## Material for this task:
PR #6058, opened 2017-08-17
Correct log routes in vic-admin

### LINKED ISSUE #5729: Problem curl'ing port layer log
I've observed two issues in this build (#5700): https://ci.vcna.io/vmware/vic/12327

1. Group0-Bugs.5343
2. Group9-VIC-Admin.9-02-VICAdmin-CertAuth

Both of these relate to not finding expected content in the port layer log. The second provides a really good hint at why the first failed:

```
Get Portlayer Log                                                     | FAIL |
'<!DOCTYPE html>
<html itemscope="" itemtype="http://schema.org/Organization" lang="en-US">
  <head>
    <meta http-equiv="Content-Type" content="text/html; charset=UTF-8">
    <title>VIC: VCH-12327-8972</title>
    <meta http-equiv="X-UA-Compatible" content="IE=edge,chrome=1">
    <meta name="viewport" content="width=device-width, initial-scale=1.0, maximum-scale=1.0">
    <meta content="yes" name="apple-mobile-web-app-capable">
    <meta name="apple-mobile-web-app-status-bar-style" content="black-translucent">
    <link rel="stylesheet" href="css/clarity-ui.min.css">
    <link rel="stylesheet" href="css/fontello.css">
    <link rel="stylesheet" href="css/style.css">
  </head>
    [ Message content over the limit has been removed. ]
                  <div class="sixty"><a href="/logs/init.log">Initialization & watchdog</a></div>
                  <div class="forty"><a href="/logs/tail/init.log">Live Log</a></div>
                </div>
                <div class="row">
                  <div class="sixty"><a href="/logs/vicadmin.log">Admin Server</a></div>
                  <div class="forty"><a href="/logs/tail/vicadmin.log">Live Log</a></div>
                </div>
              </div>
            </div>
          </div>
        </section>
      </main>
    </div>
  </body>
</html>' does not contain 'Launching portlayer server'
```

It looks like we've got the index page instead of the portlayer log. Took a look at vicadmin log, but didn't see an obvious cause, however I'm unfamiliar with normal for that log. Did wonder why there's so many Authenticated blocks in a row when we start.

Most likely unrelated is why we're not gathering profile data on any of the pprof endpoints:
```
Jul 16 2017 00:24:18.899Z DEBUG [BEGIN] [main.urlReader.open:292] http://127.0.0.1:6060/debug/pprof/profile
Jul 16 2017 00:24:20.899Z DEBUG [ END ] [main.urlReader.open:292] [2.000216475s] http://127.0.0.1:6060/debug/pprof/profile
Jul 16 2017 00:24:20.899Z WARN  error reading vic-init/profile(http://127.0.0.1:6060/debug/pprof/profile): Get http://127.0.0.1:6060/debug/pprof/profile: net/http: request canceled (Client.Timeout exceeded while awaiting headers)
```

## Exercise aim:
Lines holding the word "class" are the answer; copy every one from the records above.

## Response to this exercise:
                  <div class="sixty"><a href="/logs/init.log">Initialization & watchdog</a></div>
                  <div class="forty"><a href="/logs/tail/init.log">Live Log</a></div>
                <div class="row">
                  <div class="sixty"><a href="/logs/vicadmin.log">Admin Server</a></div>
                  <div class="forty"><a href="/logs/tail/vicadmin.log">Live Log</a></div>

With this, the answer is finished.